__Task description__. Repeat the data exactly, please.
*** Data in this exercise Section Begins ***
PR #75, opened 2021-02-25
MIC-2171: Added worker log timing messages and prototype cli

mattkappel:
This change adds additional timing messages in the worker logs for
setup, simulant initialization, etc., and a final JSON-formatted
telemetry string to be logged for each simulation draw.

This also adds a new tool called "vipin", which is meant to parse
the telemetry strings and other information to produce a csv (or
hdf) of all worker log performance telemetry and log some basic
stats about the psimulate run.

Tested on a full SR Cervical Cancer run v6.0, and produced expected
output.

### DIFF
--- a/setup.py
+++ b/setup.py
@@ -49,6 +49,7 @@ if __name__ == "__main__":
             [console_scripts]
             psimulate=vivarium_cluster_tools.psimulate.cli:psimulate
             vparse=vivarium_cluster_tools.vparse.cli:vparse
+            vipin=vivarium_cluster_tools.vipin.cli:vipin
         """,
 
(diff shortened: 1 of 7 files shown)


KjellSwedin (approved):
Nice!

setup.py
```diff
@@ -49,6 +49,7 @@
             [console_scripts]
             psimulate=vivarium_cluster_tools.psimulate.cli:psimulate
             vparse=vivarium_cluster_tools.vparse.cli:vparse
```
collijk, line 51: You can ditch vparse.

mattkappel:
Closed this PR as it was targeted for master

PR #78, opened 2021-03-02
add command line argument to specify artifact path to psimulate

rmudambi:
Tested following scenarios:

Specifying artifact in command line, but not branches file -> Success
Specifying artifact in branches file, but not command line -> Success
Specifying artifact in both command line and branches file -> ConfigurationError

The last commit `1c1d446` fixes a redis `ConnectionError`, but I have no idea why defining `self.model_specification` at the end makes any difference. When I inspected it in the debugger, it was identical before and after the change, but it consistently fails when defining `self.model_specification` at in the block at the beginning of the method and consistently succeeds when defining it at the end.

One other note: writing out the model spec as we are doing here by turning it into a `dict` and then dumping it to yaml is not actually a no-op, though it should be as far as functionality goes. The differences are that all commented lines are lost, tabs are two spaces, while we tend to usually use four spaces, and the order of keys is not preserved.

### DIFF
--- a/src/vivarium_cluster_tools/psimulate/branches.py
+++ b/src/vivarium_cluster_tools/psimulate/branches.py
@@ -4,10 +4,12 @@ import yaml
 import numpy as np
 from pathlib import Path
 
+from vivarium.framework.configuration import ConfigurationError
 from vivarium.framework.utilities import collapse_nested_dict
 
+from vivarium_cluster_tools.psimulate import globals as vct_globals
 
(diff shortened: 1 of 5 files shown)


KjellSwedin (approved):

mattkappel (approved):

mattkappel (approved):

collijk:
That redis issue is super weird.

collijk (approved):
*** Data in this exercise Section Ends ***
__Solution to the exercise__.
PR #75, opened 2021-02-25
MIC-2171: Added worker log timing messages and prototype cli

mattkappel:
This change adds additional timing messages in the worker logs for
setup, simulant initialization, etc., and a final JSON-formatted
telemetry string to be logged for each simulation draw.

This also adds a new tool called "vipin", which is meant to parse
the telemetry strings and other information to produce a csv (or
hdf) of all worker log performance telemetry and log some basic
stats about the psimulate run.

Tested on a full SR Cervical Cancer run v6.0, and produced expected
output.

### DIFF
--- a/setup.py
+++ b/setup.py
@@ -49,6 +49,7 @@ if __name__ == "__main__":
             [console_scripts]
             psimulate=vivarium_cluster_tools.psimulate.cli:psimulate
             vparse=vivarium_cluster_tools.vparse.cli:vparse
+            vipin=vivarium_cluster_tools.vipin.cli:vipin
         """,
 
(diff shortened: 1 of 7 files shown)


KjellSwedin (approved):
Nice!

setup.py
```diff
@@ -49,6 +49,7 @@
             [console_scripts]
             psimulate=vivarium_cluster_tools.psimulate.cli:psimulate
             vparse=vivarium_cluster_tools.vparse.cli:vparse
```
collijk, line 51: You can ditch vparse.

mattkappel:
Closed this PR as it was targeted for master

PR #78, opened 2021-03-02
add command line argument to specify artifact path to psimulate

rmudambi:
Tested following scenarios:

Specifying artifact in command line, but not branches file -> Success
Specifying artifact in branches file, but not command line -> Success
Specifying artifact in both command line and branches file -> ConfigurationError

The last commit `1c1d446` fixes a redis `ConnectionError`, but I have no idea why defining `self.model_specification` at the end makes any difference. When I inspected it in the debugger, it was identical before and after the change, but it consistently fails when defining `self.model_specification` at in the block at the beginning of the method and consistently succeeds when defining it at the end.

One other note: writing out the model spec as we are doing here by turning it into a `dict` and then dumping it to yaml is not actually a no-op, though it should be as far as functionality goes. The differences are that all commented lines are lost, tabs are two spaces, while we tend to usually use four spaces, and the order of keys is not preserved.

### DIFF
--- a/src/vivarium_cluster_tools/psimulate/branches.py
+++ b/src/vivarium_cluster_tools/psimulate/branches.py
@@ -4,10 +4,12 @@ import yaml
 import numpy as np
 from pathlib import Path
 
+from vivarium.framework.configuration import ConfigurationError
 from vivarium.framework.utilities import collapse_nested_dict
 
+from vivarium_cluster_tools.psimulate import globals as vct_globals
 
(diff shortened: 1 of 5 files shown)


KjellSwedin (approved):

mattkappel (approved):

mattkappel (approved):

collijk:
That redis issue is super weird.

collijk (approved):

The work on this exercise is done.